[DATA FOR THIS EXERCISE — start]
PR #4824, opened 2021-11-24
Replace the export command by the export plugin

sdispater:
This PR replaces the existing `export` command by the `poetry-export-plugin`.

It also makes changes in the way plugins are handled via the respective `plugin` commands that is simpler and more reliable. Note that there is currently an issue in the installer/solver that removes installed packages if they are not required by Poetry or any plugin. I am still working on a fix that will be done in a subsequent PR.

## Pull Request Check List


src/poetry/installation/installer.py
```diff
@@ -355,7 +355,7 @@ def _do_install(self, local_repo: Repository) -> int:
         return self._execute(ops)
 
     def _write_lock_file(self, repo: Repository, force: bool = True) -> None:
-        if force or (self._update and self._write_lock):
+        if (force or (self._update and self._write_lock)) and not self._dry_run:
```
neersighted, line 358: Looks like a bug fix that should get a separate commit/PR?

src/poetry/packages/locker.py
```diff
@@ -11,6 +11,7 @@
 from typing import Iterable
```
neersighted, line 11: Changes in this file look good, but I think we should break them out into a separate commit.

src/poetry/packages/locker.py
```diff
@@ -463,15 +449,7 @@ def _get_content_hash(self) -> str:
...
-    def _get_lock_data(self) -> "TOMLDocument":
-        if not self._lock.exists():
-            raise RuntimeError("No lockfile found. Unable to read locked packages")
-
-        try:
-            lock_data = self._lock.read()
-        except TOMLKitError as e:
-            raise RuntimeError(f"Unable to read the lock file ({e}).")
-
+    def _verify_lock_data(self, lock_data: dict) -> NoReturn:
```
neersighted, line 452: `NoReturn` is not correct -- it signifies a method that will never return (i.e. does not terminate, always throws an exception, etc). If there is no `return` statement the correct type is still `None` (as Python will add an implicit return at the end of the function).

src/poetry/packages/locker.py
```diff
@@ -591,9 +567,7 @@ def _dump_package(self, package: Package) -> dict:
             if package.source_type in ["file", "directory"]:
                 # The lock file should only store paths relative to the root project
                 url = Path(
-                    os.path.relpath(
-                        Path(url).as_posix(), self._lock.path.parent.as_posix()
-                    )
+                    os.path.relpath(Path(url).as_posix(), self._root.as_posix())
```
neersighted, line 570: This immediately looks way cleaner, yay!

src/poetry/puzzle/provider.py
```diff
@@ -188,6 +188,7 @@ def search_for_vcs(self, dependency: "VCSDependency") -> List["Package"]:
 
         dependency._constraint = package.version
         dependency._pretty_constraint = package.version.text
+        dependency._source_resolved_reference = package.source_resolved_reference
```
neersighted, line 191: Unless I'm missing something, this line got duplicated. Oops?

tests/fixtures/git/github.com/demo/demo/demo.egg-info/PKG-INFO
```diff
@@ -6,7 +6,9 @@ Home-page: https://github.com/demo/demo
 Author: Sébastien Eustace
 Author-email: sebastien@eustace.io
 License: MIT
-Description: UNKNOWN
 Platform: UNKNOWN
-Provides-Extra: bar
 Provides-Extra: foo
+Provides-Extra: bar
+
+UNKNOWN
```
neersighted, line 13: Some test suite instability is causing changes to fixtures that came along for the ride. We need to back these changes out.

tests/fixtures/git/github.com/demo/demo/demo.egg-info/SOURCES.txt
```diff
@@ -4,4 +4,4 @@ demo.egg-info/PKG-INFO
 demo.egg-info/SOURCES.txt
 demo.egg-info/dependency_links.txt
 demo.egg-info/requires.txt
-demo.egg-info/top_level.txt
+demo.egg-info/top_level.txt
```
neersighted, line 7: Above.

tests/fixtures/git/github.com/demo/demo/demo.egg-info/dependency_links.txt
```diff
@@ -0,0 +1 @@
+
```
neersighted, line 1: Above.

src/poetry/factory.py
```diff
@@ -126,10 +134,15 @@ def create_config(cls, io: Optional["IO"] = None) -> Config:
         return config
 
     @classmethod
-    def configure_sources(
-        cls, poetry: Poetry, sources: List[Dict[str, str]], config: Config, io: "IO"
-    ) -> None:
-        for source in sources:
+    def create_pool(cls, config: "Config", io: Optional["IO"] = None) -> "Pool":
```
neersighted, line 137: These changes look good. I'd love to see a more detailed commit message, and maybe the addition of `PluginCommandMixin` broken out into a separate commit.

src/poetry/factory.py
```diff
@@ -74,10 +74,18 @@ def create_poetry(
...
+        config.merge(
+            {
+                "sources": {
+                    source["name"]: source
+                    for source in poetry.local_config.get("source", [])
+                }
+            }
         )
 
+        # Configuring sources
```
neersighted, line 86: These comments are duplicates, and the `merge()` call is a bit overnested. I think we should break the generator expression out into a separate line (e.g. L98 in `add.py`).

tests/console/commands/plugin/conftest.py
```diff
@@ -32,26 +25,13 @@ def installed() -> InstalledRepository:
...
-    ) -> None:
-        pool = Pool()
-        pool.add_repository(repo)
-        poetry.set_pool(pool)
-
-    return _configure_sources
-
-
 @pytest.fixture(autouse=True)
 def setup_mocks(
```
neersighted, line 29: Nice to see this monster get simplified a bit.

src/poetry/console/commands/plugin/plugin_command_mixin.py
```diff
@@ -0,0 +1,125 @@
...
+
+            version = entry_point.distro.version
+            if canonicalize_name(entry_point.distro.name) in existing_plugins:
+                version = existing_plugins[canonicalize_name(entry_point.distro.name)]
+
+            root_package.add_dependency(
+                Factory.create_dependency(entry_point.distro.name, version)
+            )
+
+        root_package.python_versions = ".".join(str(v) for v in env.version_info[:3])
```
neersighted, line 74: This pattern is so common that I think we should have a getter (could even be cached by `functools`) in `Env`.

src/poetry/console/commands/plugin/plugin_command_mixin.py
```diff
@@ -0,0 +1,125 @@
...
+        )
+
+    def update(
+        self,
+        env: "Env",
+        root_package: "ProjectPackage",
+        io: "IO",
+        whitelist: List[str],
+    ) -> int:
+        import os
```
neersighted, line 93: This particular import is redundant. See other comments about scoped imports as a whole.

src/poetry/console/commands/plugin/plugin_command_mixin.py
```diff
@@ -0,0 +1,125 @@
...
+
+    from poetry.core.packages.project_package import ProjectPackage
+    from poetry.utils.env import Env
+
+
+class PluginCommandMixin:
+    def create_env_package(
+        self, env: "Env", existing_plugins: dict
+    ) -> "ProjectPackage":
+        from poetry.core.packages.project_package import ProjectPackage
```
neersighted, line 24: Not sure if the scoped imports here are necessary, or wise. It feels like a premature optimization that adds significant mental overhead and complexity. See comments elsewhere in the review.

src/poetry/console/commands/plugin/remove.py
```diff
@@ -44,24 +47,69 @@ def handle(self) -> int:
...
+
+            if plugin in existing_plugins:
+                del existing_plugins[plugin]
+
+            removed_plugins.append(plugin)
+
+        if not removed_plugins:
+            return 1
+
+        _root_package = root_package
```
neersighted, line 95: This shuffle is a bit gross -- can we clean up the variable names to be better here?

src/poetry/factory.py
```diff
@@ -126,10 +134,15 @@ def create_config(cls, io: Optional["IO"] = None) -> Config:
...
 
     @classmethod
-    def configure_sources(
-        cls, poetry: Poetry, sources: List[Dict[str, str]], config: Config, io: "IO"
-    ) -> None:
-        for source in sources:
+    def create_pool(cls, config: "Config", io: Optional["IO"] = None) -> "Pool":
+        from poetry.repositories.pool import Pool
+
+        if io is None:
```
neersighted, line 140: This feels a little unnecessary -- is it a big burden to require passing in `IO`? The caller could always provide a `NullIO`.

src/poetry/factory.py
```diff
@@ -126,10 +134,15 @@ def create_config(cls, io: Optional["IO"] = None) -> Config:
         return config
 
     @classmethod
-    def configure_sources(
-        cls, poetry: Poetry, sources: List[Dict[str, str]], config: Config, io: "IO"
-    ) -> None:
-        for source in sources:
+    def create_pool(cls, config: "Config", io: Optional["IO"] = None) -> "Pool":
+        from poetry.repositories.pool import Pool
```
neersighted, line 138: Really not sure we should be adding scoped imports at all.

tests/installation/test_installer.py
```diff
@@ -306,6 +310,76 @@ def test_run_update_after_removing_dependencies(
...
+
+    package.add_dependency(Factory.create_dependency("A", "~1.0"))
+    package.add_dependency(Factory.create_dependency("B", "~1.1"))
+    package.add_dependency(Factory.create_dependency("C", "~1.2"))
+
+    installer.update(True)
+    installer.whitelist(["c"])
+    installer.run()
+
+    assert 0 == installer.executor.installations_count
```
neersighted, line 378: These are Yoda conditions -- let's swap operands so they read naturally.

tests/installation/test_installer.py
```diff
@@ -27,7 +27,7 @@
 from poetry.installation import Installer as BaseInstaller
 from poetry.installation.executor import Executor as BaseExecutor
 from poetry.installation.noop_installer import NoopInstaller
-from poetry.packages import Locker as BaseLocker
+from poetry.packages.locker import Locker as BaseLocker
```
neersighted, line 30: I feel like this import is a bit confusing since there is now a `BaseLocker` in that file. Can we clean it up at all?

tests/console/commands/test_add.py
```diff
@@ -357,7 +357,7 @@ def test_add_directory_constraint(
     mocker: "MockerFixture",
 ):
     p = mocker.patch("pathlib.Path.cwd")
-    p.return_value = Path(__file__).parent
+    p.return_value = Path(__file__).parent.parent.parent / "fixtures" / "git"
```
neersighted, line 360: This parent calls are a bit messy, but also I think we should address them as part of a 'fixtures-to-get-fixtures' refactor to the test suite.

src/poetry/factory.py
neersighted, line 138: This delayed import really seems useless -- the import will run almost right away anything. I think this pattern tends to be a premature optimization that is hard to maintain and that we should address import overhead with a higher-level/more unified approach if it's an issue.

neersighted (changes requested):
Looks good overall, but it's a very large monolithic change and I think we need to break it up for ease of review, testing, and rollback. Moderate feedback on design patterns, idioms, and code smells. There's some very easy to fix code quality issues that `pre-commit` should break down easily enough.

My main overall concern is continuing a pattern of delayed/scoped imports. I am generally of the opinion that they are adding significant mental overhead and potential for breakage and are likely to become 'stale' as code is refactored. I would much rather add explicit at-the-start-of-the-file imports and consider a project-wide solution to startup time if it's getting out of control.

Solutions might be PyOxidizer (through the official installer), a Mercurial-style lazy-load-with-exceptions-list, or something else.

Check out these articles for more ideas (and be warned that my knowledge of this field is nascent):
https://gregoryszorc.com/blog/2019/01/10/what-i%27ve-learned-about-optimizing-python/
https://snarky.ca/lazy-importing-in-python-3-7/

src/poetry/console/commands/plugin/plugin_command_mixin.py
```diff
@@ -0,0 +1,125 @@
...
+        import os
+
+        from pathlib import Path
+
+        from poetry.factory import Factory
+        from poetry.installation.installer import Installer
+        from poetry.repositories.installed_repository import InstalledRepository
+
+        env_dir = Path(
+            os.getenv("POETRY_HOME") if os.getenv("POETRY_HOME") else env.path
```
[DATA FOR THIS EXERCISE — finish]
_THE TASK:_ Could you show every line of the material that includes the string "lazy"?

_TASK ANSWER:_
Solutions might be PyOxidizer (through the official installer), a Mercurial-style lazy-load-with-exceptions-list, or something else.
https://snarky.ca/lazy-importing-in-python-3-7/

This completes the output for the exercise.